[Dataset items]
-- Opening Marker --
PR #868, opened 2024-11-12
[Demo] Add banner to visual vocabulary dashboard

nadijagraca:
## Description
Add banner to visual vocabulary dashboard

## Screenshot
Screenshot 2024-11-12 at 13 49 00

## Notice


huong-li-nguyen:
Please don't merge yet. I'm trying out different designs and will push later :)

vizro-core/examples/visual-vocabulary/app.py
```diff
@@ -111,17 +111,11 @@ def make_navlink(chart_group: ChartGroup) -> vm.NavLink:
...
-        [
-            html.Div(
-                [
-                    "Made using ",
-                    html.Img(src=get_asset_url("logo.svg"), id="banner", alt="Vizro logo"),
-                    dbc.NavLink("vizro", href="https://github.com/mckinsey/vizro", target="_blank", external_link=True),
-                ],
-                className="anchor-div",
-            ),
-        ],
```
huong-li-nguyen: @nadijagraca - there were lots of redundant html.divs, probably from some legacy code. It's always good to simplify where possible. Putting the dbc.NavLink around the entire container also ensures that the entire container is reactive, not only parts of the container :)

vizro-core/examples/visual-vocabulary/assets/css/custom.css
```diff
@@ -92,20 +92,26 @@ img[src*="#chart-icon"] {
 }
 
 .anchor-container {
-  background: #060a17;
```
huong-li-nguyen: @nadijagraca - there was previously no color set and the background was hard-coded. This normally prevents it from looking good on a dark and light theme. So if possible, always use the CSS variables at hand, such that it's suitable for both themes 👍

vizro-core/examples/visual-vocabulary/assets/css/custom.css
```diff
@@ -92,20 +92,26 @@ img[src*="#chart-icon"] {
...
-  height: 2rem;
-  padding: 4px;
-  place-content: baseline center;
+  font-size: 0.8rem;
+  font-weight: 500;
+  height: 24px;
+  padding: 0 12px;
   position: fixed;
-  width: 100%;
+  right: 0;
```
huong-li-nguyen, line 106: It looked a bit too prominent for me - I just placed it in the bottom right corner.

huong-li-nguyen (approved):

petar-qb (approved):
I really like how the banner looks even for "window" screens! 🎨

Have you pushed the latest version of the banner implementation to all of our hugging-face apps and do we have any other apps where we should do the same?

vizro-core/examples/visual-vocabulary/app.py
```diff
@@ -108,6 +110,15 @@ def make_navlink(chart_group: ChartGroup) -> vm.NavLink:
 )
 
 app = Vizro().build(dashboard)
+app.dash.layout.children.append(
+    dbc.NavLink(
+        ["Made with ", html.Img(src=get_asset_url("logo.svg"), id="banner", alt="Vizro logo"), "vizro"],
+        href="https://github.com/mckinsey/vizro",
+        target="_blank",
+        external_link=True,
```
antonymilne, line 118: Not important but FYI this isn't really necessary since it's set automatically when `href` is an absolute URL.
```suggestion
```

vizro-core/examples/visual-vocabulary/assets/css/custom.css
```diff
@@ -90,3 +90,28 @@ img[src*="#chart-icon"] {
 .intro-text ul:last-of-type {
   margin-bottom: 0;
 }
+
+.anchor-container {
+  align-items: center;
+  background: var(--text-primary);
+  border-top-left-radius: 8px;
```
antonymilne, line 97: 😱 A rounded border?!

antonymilne (approved):
Love it, this looks really really nice! ⭐ 💯

maxschulz-COL:
My 5 cents :) : given this looks nice and is very non-intrusive, is it time to rethink whether this should be added permanenty to all apps? (similar to streamlit)

vizro-core/examples/visual-vocabulary/assets/css/custom.css
antonymilne: And one other thing I noticed. Do we really want the banner to block out the whole horizontal space rather than just floating on top of the underlying content?
image

antonymilne:
> My 5 cents :) : given this looks nice and is very non-intrusive, is it time to rethink whether this should be added permanenty to all apps? (similar to streamlit)

IMO yes. My questions would be:
* should we have an option to turn it off (`Dashboard.watermark = False`)?
* should we save it for vizro 0.2.0 on the grounds that it's a somewhat disruptive/unexpected change? If we have an option to turn it off then I think probably not worth delaying.

vizro-core/examples/visual-vocabulary/assets/css/custom.css
huong-li-nguyen: Yes 😄 I didn't like the border as is and for the banner we can make an exception 👍 

It's not the banner that blocks the whole horizontal space. The banner floats just on top of the underlying content. That horizontal space has always been there and is part of our initial layout design. It's coming from the right-side container and its padding :)

maxschulz-COL:
> * should we have an option to turn it off (`Dashboard.watermark = False`)?
Not an easy question to answer given where we will move, hence answer to next question
> * should we save it for vizro 0.2.0 on the grounds that it's a somewhat disruptive/unexpected change? If we have an option to turn it off then I think probably not worth delaying.
Generally would have said no because FE design changes are no breaking changes, and I think we should adhere to that, but given that the above question is actually more far reaching we should think about it a bit more, thus waiting for 0.2.0 is probably not a bad idea 

@Joseph-Perkins FYI

huong-li-nguyen:
I discussed this with @Joseph-Perkins already and for now, we will only have it in our public demos. There are several design considerations we would need to discuss first, which we can discuss offline 👍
-- Closing Marker --
■ **EXERCISE AIM**:
Return the whole of the data, character for character.

■ **ANSWER SPACE**:
PR #868, opened 2024-11-12
[Demo] Add banner to visual vocabulary dashboard

nadijagraca:
## Description
Add banner to visual vocabulary dashboard

## Screenshot
Screenshot 2024-11-12 at 13 49 00

## Notice


huong-li-nguyen:
Please don't merge yet. I'm trying out different designs and will push later :)

vizro-core/examples/visual-vocabulary/app.py
```diff
@@ -111,17 +111,11 @@ def make_navlink(chart_group: ChartGroup) -> vm.NavLink:
...
-        [
-            html.Div(
-                [
-                    "Made using ",
-                    html.Img(src=get_asset_url("logo.svg"), id="banner", alt="Vizro logo"),
-                    dbc.NavLink("vizro", href="https://github.com/mckinsey/vizro", target="_blank", external_link=True),
-                ],
-                className="anchor-div",
-            ),
-        ],
```
huong-li-nguyen: @nadijagraca - there were lots of redundant html.divs, probably from some legacy code. It's always good to simplify where possible. Putting the dbc.NavLink around the entire container also ensures that the entire container is reactive, not only parts of the container :)

vizro-core/examples/visual-vocabulary/assets/css/custom.css
```diff
@@ -92,20 +92,26 @@ img[src*="#chart-icon"] {
 }
 
 .anchor-container {
-  background: #060a17;
```
huong-li-nguyen: @nadijagraca - there was previously no color set and the background was hard-coded. This normally prevents it from looking good on a dark and light theme. So if possible, always use the CSS variables at hand, such that it's suitable for both themes 👍

vizro-core/examples/visual-vocabulary/assets/css/custom.css
```diff
@@ -92,20 +92,26 @@ img[src*="#chart-icon"] {
...
-  height: 2rem;
-  padding: 4px;
-  place-content: baseline center;
+  font-size: 0.8rem;
+  font-weight: 500;
+  height: 24px;
+  padding: 0 12px;
   position: fixed;
-  width: 100%;
+  right: 0;
```
huong-li-nguyen, line 106: It looked a bit too prominent for me - I just placed it in the bottom right corner.

huong-li-nguyen (approved):

petar-qb (approved):
I really like how the banner looks even for "window" screens! 🎨

Have you pushed the latest version of the banner implementation to all of our hugging-face apps and do we have any other apps where we should do the same?

vizro-core/examples/visual-vocabulary/app.py
```diff
@@ -108,6 +110,15 @@ def make_navlink(chart_group: ChartGroup) -> vm.NavLink:
 )
 
 app = Vizro().build(dashboard)
+app.dash.layout.children.append(
+    dbc.NavLink(
+        ["Made with ", html.Img(src=get_asset_url("logo.svg"), id="banner", alt="Vizro logo"), "vizro"],
+        href="https://github.com/mckinsey/vizro",
+        target="_blank",
+        external_link=True,
```
antonymilne, line 118: Not important but FYI this isn't really necessary since it's set automatically when `href` is an absolute URL.
```suggestion
```

vizro-core/examples/visual-vocabulary/assets/css/custom.css
```diff
@@ -90,3 +90,28 @@ img[src*="#chart-icon"] {
 .intro-text ul:last-of-type {
   margin-bottom: 0;
 }
+
+.anchor-container {
+  align-items: center;
+  background: var(--text-primary);
+  border-top-left-radius: 8px;
```
antonymilne, line 97: 😱 A rounded border?!

antonymilne (approved):
Love it, this looks really really nice! ⭐ 💯

maxschulz-COL:
My 5 cents :) : given this looks nice and is very non-intrusive, is it time to rethink whether this should be added permanenty to all apps? (similar to streamlit)

vizro-core/examples/visual-vocabulary/assets/css/custom.css
antonymilne: And one other thing I noticed. Do we really want the banner to block out the whole horizontal space rather than just floating on top of the underlying content?
image

antonymilne:
> My 5 cents :) : given this looks nice and is very non-intrusive, is it time to rethink whether this should be added permanenty to all apps? (similar to streamlit)

IMO yes. My questions would be:
* should we have an option to turn it off (`Dashboard.watermark = False`)?
* should we save it for vizro 0.2.0 on the grounds that it's a somewhat disruptive/unexpected change? If we have an option to turn it off then I think probably not worth delaying.

vizro-core/examples/visual-vocabulary/assets/css/custom.css
huong-li-nguyen: Yes 😄 I didn't like the border as is and for the banner we can make an exception 👍 

It's not the banner that blocks the whole horizontal space. The banner floats just on top of the underlying content. That horizontal space has always been there and is part of our initial layout design. It's coming from the right-side container and its padding :)

maxschulz-COL:
> * should we have an option to turn it off (`Dashboard.watermark = False`)?
Not an easy question to answer given where we will move, hence answer to next question
> * should we save it for vizro 0.2.0 on the grounds that it's a somewhat disruptive/unexpected change? If we have an option to turn it off then I think probably not worth delaying.
Generally would have said no because FE design changes are no breaking changes, and I think we should adhere to that, but given that the above question is actually more far reaching we should think about it a bit more, thus waiting for 0.2.0 is probably not a bad idea 

@Joseph-Perkins FYI

huong-li-nguyen:
I discussed this with @Joseph-Perkins already and for now, we will only have it in our public demos. There are several design considerations we would need to discuss first, which we can discuss offline 👍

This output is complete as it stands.